Preface
To My Future Kids
One of the questions I really enjoy asking my friends, and being asked myself, is: “If you weren’t doing what you’re doing now, or pursuing your current career, what would you be doing instead?” For me, teaching or some form of educational career stands out. I hold the value of education and the ability to pass on knowledge to the next generation in high regard.
Perhaps this stems from my own childhood, where academics and education have always been significant parts of the Asian American immigrant experience. I firmly believe that in contemporary society, the need for teachers of wisdom and philosophy on how to live life is more crucial than ever. We live in an age with unprecedented rates of suicide and depression in teenagers, on the brink of nuclear conflict, and yet of aimless distraction and polarization.
Of course, I’m not vain or naive enough to even closely believe that I have all the answers that should be taught. However, the idea that “you are the average of the five people you surround yourself with” applies here—but why limit oneself to the wisdom and philosophy of those in your immediate surroundings or those currently alive? Why not expand one’s horizons to include the teachings of Greek playwrights and ancient Chinese philosophers?
My fundamental belief is that the essence of human life is our ability to sacrifice short-term pleasures for long-term prospects and prosperity. There’s a famous quote I like: “All of humanity’s problems stem from man’s inability to sit quietly in a room alone.” In an age dominated by distractions and social media, with so much harmful rhetoric and polarity, it’s more important than ever to absorb and reflect on wisdom from across the ages—from both modern heroes and ancient philosophers—in pursuit of what we deem a good life. After all, “the unexamined life is not worth living.”

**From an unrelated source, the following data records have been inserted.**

PR #1689, opened 2024-01-19
fix: [a11y] Fix a1y issues in Fonude

noahwaldner:
Fixed Components:

- Number Input
- Text Input
- Text Area
- Multi Imput
- RTE -> Empty
- Checklist
- RadioList
- Segmented Controls

### DIFF
--- a/src/components/Checklist/Checklist.tsx
+++ b/src/components/Checklist/Checklist.tsx
@@ -83,7 +83,7 @@ export const Checklist = ({
     'data-test-id': dataTestId = 'checklist',
     ...props
 }: ChecklistProps) => {
-    const listContainerRef = useRef<HTMLUListElement | null>(null);
+    const listContainerRef = useRef<HTMLDivElement | null>(null);
     const state = useCheckboxGroupState({
         value: activeValues,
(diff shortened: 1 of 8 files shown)


src/components/Checklist/Checklist.tsx
```diff
@@ -98,7 +98,7 @@ export const Checklist = ({
     const columns = ('columns' in props && props.columns) || 1;
 
     return (
-        <ul
+        <div
```
SamuelAlev, line 101: Why replacing the correct semantics with `div`?

src/components/TextInput/TextInput.stories.tsx
```diff
@@ -7,6 +7,7 @@ import { TextInput, TextInputProps, TextInputType } from './TextInput';
 import { Validation } from '@utilities/validation';
 import { IconIcon } from '@foundation/Icon/Generated';
 import { action } from '@storybook/addon-actions';
+import { FormField } from '..';
```
SamuelAlev, line 10: Prefer direct import rather than `from '..';` or `from '.';`

SamuelAlev (approved):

The title of this book, “To My Future Kids,” reflects the ultimate responsibility that this examined wisdom should help address. We will all die someday, and I fundamentally believe that our kids are our most lasting legacy, embodying who we are as people. Offering them advice should reflect the profound importance and seriousness of what we write and consider here.
Moreover, as I think about my parents in their 20’s and 30’s, I would have absolutely loved to hear about their daily struggles, the problems they faced, and how they navigated life’s challenges. When we are young, we think of our parents as perfect humans — but growing older and learning about their imperfections is truly what makes us love them as humans not just idols. Yes, the biographies of famous statesmen and military generals are impressive—one should read Walter Isaacson’s works on Steve Jobs and Elon Musk, or about Churchill and Grant’s prolific careers. But the most profound biographies are those of the people in our lives.
For me, the purpose of this book isn’t necessarily to reach social media stardom or become a massively popular influencer but rather as a deep and profound place where I can hold various reflections as I navigate the challenges and volatility of life in my tender years, as someone who is still inevitably naive and clueless about the world. I hope this can serve as a living repository for my future kids and for anyone else out there who may also struggle with a similar journey. At the end of the day, I hope this anthology helps them—and you—navigate the short years we have in life and make it a life worth living.
A Note on How to Read This Book
The following note was written specially for this collection — to set the contract before you turn the page.
A quick word before you begin, so the shape of this book makes sense.
What you’re holding isn’t one continuous argument. It’s a collection of letters I wrote to you across 2024 and 2025 — some on planes, some at 2 a.m., some on slow mornings when I had nothing to prove and just wanted to think out loud. They were written one at a time, in no particular order, each one whole on its own. I’ve grouped them into parts and given them a rough arc, but please don’t read this like a textbook with a thesis to defend. Read it like what it is: a stack of letters from your dad, at a particular moment in his life, still figuring it out.
That means you can open this book anywhere. Read it front to back, or read whichever title pulls at you on whichever day you need it. Each letter will hand you back to yourself just fine.
But there is one thread running underneath all of them, and it’s worth naming up front. I have spent my whole career standing close to the machines — AI, automation, the technologies that are remaking your world faster than I can describe it. So nearly every letter here is, in some quiet way, asking the same question: when the world is being rebuilt by machines, what stays constant and human underneath all that change? My answer, the one I keep circling back to, is this — agency, authenticity, real relationships, and the examined life. The container changes. The water does not. If you remember nothing else from these pages, remember the water.
A small note on the architecture, in case it’s helpful. As you read, you’ll occasionally see a small maroon-bordered box labeled Concept — that’s me flagging the mental model or principle the letter is leaning on most heavily, so you can recognize the underlying move and not just the story on top. Each of those callouts links to a longer entry at the back of the book, in the Appendix of Concepts. The appendix is its own thing — sixty ideas, nine stories I keep returning to, and a short directory of the thinkers I quote, all organized by mental-model family rather than chapter order. You can read the letters as letters and ignore the appendix entirely. Or you can use the appendix as a glossary, jumping back to it whenever a callout catches your eye. Both are fine. Use it the way you’d use a friend’s annotated paperback — only when it helps.
So — in any order you like, with all my love. Let’s begin.